Inductive Learning of Answer Set Programs

In recent years, some ILP systems, such as Metagol, have abandoned mode biases, in favour of a new form of bias called metarules. A metarule is essentially a template of a rule which may be learned. Metarules can be simulated in ILASP (from version 3.5.0 as an “experimental” feature) by adding rules to the background knowledge in which the predicate symbols are replaced with variables. For these rules to be safe, all “predicate variables” must occur as one of the arguments of at least one positive body literal. Usually, all predicate variables will occur together in a single positive literal which “names” the metarule. Consider the following metarules from the Metagol github:

```
metarule([P,Q], [P,A,B], [[Q,A,B]]). % identity
metarule([P,Q], [P,A,B], [[Q,B,A]]). % inverse
metarule([P,Q,R], [P,A,B], [[Q,A],[R,A,B]]). % precon
metarule([P,Q,R], [P,A,B], [[Q,A,B],[R,B]]). % postcon
metarule([P,Q,R], [P,A,B], [[Q,A,C],[R,C,B]]). % chain
```

These can be represented in ILASP by adding the following rules to the background knowledge:

```
P(A, B) :- Q(A, B), identity(P, Q).
P(A, B) :- Q(B, A), inverse(P, Q).
P(A, B) :- Q(A), R(A, B), precon(P, Q, R).
P(A, B) :- Q(A, B), R(B), postcon(P, Q, R).
P(A, B) :- Q(A, C), R(C, B), chain(P, Q, R).
```

For these metarules to be used, it is necessary to define the set of
predicates that can be used to instantiate the predicate variables. For
this purpose, we use the new `#predicate`

declaration. This declaration
takes two arguments: the *type* of the predicate, and the
predicate schema (specified as `predicate_name/predicate_arity`

). The
predicate types do not have any semantic meaning, and are only used to
restrict which predicates can be used to instantiate which predicate
variables.

```
#predicate(base, edge/2).
#predicate(invented, p1/2).
#predicate(invented, p2/2).
```

Finally, the new `#modem`

declarations are used to link the `#predicate`

declarations with the metarules. These are similar to mode declarations,
with the main difference being that their arguments are abstracted
predicate schemas of the form `predicate_type/predicate_arity`

. The
other difference is that the first argument of a `#modem`

declaration
denotes not the recall, but the cost of using the metarule. Note that
the special predicate type `any`

means that a predicate of any type
can be used.

For example, consider the following bias:

```
P(A, B) :- Q(B, A), inverse(P, Q).
P(A, B) :- Q(A, B), R(B), postcon(P, Q, R).
#predicate(base, node/1).
#predicate(base, edge/2).
#predicate(invented, p1/2).
#predicate(invented, p2/2).
#modem(2, inverse(invented/2, base/2)).
#modem(3, postcon(invented/2, any/2, base/1)).
```

This above bias is equivalent to expressing the following hypothesis space:

```
2 ~ p1(A, B) :- edge(B, A).
2 ~ p2(A, B) :- edge(B, A).
3 ~ p1(A, B) :- edge(A, B), node(B).
3 ~ p1(A, B) :- p1(A, B), node(B).
3 ~ p1(A, B) :- p2(A, B), node(B).
3 ~ p2(A, B) :- edge(A, B), node(B).
3 ~ p2(A, B) :- p1(A, B), node(B).
3 ~ p2(A, B) :- p2(A, B), node(B).
```

It should be noted that metarules have been introduced as a purely experimental feature. Due to some technical details of how they work internally in ILASP, metarule based biases can sometimes be less efficient than equivalent explicitly defined (or mode declaration defined) hypothesis spaces. We hope to address this in future versions of ILASP.

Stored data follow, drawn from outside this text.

PR #1530, opened 2026-09-04
Restore buildless C# CodeQL analysis

bmehta001:
## Summary
- add a dedicated CodeQL job for C# source
- use buildless analysis so legacy .NET Framework and Xamarin projects do not need to compile
- upload the C# snapshot required by the SFI-PS2.1 Continuous SDL KPI

## Rationale
PR #1357 removed C# from the language matrix after the Windows 2022 job could not observe a successful C# compilation. CodeQL now supports `build-mode: none` for C#, which analyzes the checked-in source without invoking those legacy build paths.

## Validation
- parsed `.github/workflows/codeql-analysis.yml` as YAML
- checked the branch diff for whitespace errors

### DIFF
--- a/.github/workflows/codeql-analysis.yml
+++ b/.github/workflows/codeql-analysis.yml
@@ -77,6 +77,27 @@ jobs:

One of the interesting features of combining metarules with ILASP is that more expressive rule templates can be defined. For example, the following metarule represents a choice rule:

```
0 { P(X, Y) } 1 :- Q(X, Y), subset(P, Q).
#modem(3, subset(any/2,any/2)).
```

Metarules can similarly be used to represent hard constraints and even weak constraints.

Due to the general way that metarules have been implemented, they can
also be used not only for rules, but also for program templates. For
instance, the following `closure`

metarule represents that the predicate
`P`

is the transitive closure of `Q`

:

```
P(X, Y) :- Q(X, Y), closure(P, Q).
P(X, Z) :- P(X, Y), Q(Y, Z), closure(P, Q).
#modem(5, closure(any/2,any/2)).
```

This can be useful in restricting the structure of the learned program; for instance, it can be used to control how recursion can be used in the hypothesis (e.g. to enforce stratification).